If the data that must be read match the sample clock rising edge, what would FPGA I/O node read?
That is rather undetermined.
Are you sure the internal FPGA clock and the external signal are the very same down to the picosecond/femtosecond range (in the time axis)?
It's a theoretical question. If they would perfectly match, what would the FPGA I/O Node read. I guess that 1, if the clock triggers reading data on rising edge but I am not sure.
It's a theoretical question.
What's the practical use of this theoretical question?
If they would perfectly match, what would the FPGA I/O Node read. I guess that 1, if the clock triggers reading data on rising edge but I am not sure.
"Perfectly match" on the outside of your DAQ device or in the ADC internals? Current might flow fast, but is also limited to the speed of light: every millimeter counts!
(Theoretical answer: I guess you would read a 1 when the sampling starts with the trigger edge…)

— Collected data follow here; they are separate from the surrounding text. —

PR #762, opened 2017-12-01
Save submitted json files in case of warning messages

### LINKED ISSUE #761: warnings on taxbrain/file clear input files
When I upload, for instance, the senate json reform file at taxbrain/file and then click "Show me the results," I get a series of warnings. 

At this point I should be able to click show me the results again to ignore the warnings, but I can't because the reform file I uploaded has been cleared out. 

If I click choose file, reselect the file, and then click run, everything works. 

I shouldn't have to reselect the file. 

This happens on both Chrome and Firefox. Both reform and assumption files are cleared by warnings.

hdoupe:
Resolves #761


hdoupe:
Behavior introduced by #762 

1. If you submit a reform and it throws warnings but not errors, you can simply click the submit calculation button to submit the reform without having to upload the file again.
2. If you submit a reform and it throws warnings but not errors and you upload a new reform file, assumption file, or both new files; your interaction has started over.  Thus, if your new files cause warnings but not errors, then you will have to click the submit calculation button again.
3. As long as your reforms cause errors, you will not be able to submit the file for calculation.

cc @MattHJensen @GoFroggyRun

hdoupe:
PR #762 is on the test app.  I encourage you to play with the new reform file upload logic.  I'd appreciate any feedback.

Some instructions will probably need to be added.  Probably something along the lines of:

1. Upload file and submit reform.
2. If you get warnings but no errors, click submit reform to run the model. If you re-upload a new file (even if it is the exact same one), then you have started the process over.  [Note: we could check to see if an uploaded file is the same as the previous uploaded file. But this seems like an unnecessary head ache.  Why upload the exact same file again?]
3. If you get warnings and errors, you will need to upload a new file.  Once you upload the new file, you have started the process over i.e. if your edited file fixes the errors but causes the same warnings you must still submit the file twice.

Potential file upload button instruction  enhancement:

Currently, the buttons and descriptions look like this:
screen shot 2017-12-07 at 11 12 25 am

Upon submitting the file once and seeing the warnings, should this be changed to:

"Select a new file if you have made changes. Otherwise click 'Submit Reform'"

cc @MattHJensen @GoFroggyRun @martinholmer

martinholmer:
@hdoupe,  Thanks for all the improvement in #762.

If it is easy to do, I'd suggest a small wording change.
If not easy to do, forget the suggestion.

> Currently, the buttons and descriptions look like this:
screen shot 2017-12-07 at 11 12 25 am

How about instead of "Select a reform file" we say "Select a policy reform file"?
A minor change, but it balances the use of an adjective in "Select an economic assumptions file".

hdoupe:
@martinholmer said
> How about instead of "Select a reform file" we say "Select a policy reform file"?
A minor change, but it balances the use of an adjective in "Select an economic assumptions file".

That makes sense to me. I'll make that change.

hdoupe:
I plan to merge #762 this afternoon if there are not any objections.  As a reminder, #762 along with #767 are on the [test app](http://ospc-taxes7.herokuapp.com/taxbrain/file/) right now.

In theory it’s 1, in practice almost certainly 0. Every digital circuitry has something called minimum setup time. It’s the time that a signal needs to be present at the input before the active edge of the according clock/sample control that causes the input to be read.

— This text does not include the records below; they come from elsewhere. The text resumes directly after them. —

PR #766, opened 2017-12-08
Fix file upload page redirect issue 

### LINKED ISSUE #760: File upload change start year directs to GUI input page
If you select a different start year for the file upload page, then it directs you to the GUI input page with this new start year.  But, if you press the back button, it takes you to the file upload page with the new start year.

The correct behavior should be a redirect to the file upload page with the new start year.

GoFroggyRun:
This PR closes #760. The problem being identified is that correct javascript file is not being properly rendered. In particular, before this PR, some code in `input_base.html` reads:

```
  {% if input_type == "file" %}
  <script src="{% static 'js/filetb.js' %}"></script>
  {% else %}
  <script src="{% static 'js/taxbrain.js' %}"></script>
  {% endif %}
```

The if loop here, however, will always fall into the `else` clause, and thus causing #760. 

An easy yet inelegant solution would be having two separate templates for `input_form.html` and `input_file.html`, which is what I used in this PR. 

While working out more concise and elegant solution, it'd also be a good idea to test this PR on test server. 

@hdoupe @MattHJensen

### DIFF
--- a/templates/taxbrain/file_base.html
+++ b/templates/taxbrain/file_base.html
@@ -86,7 +86,7 @@
   <script src="{% static 'js/vendor/share-button/share-button.min.js' %}"></script>
   <!-- Scripts -->
   <script src="{% static 'js/site.js' %}"></script>
-  <script src="{% static 'js/taxbrain.js' %}"></script>
+  <script src="{% static 'js/filetb.js' %}"></script>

That can sometimes be 0ns but it is usually a few ns or more. If that setup time is not observed the value that is read is very likely the previous value but the minimum setup time is a guaranteed value so the circuit may be faster (depending on power supply level, temperature and such).
Also note that the voltage level on which the clock switches does not necessarily have to be the same as the data input. Digital signals are in theory just 0 and 1, in reality (assuming TTL level for this exercise) 0 is a voltage between 0 and 0.8V and 1 is a voltage higher than 2.4V. That range between 0.8 and 2.4 is undetermined and one input may switch at 1.2 V while the other may switch at 2V
For 3.3V logic pretty much the same applies although depending if it is TTL compatible or not with slightly different ranges.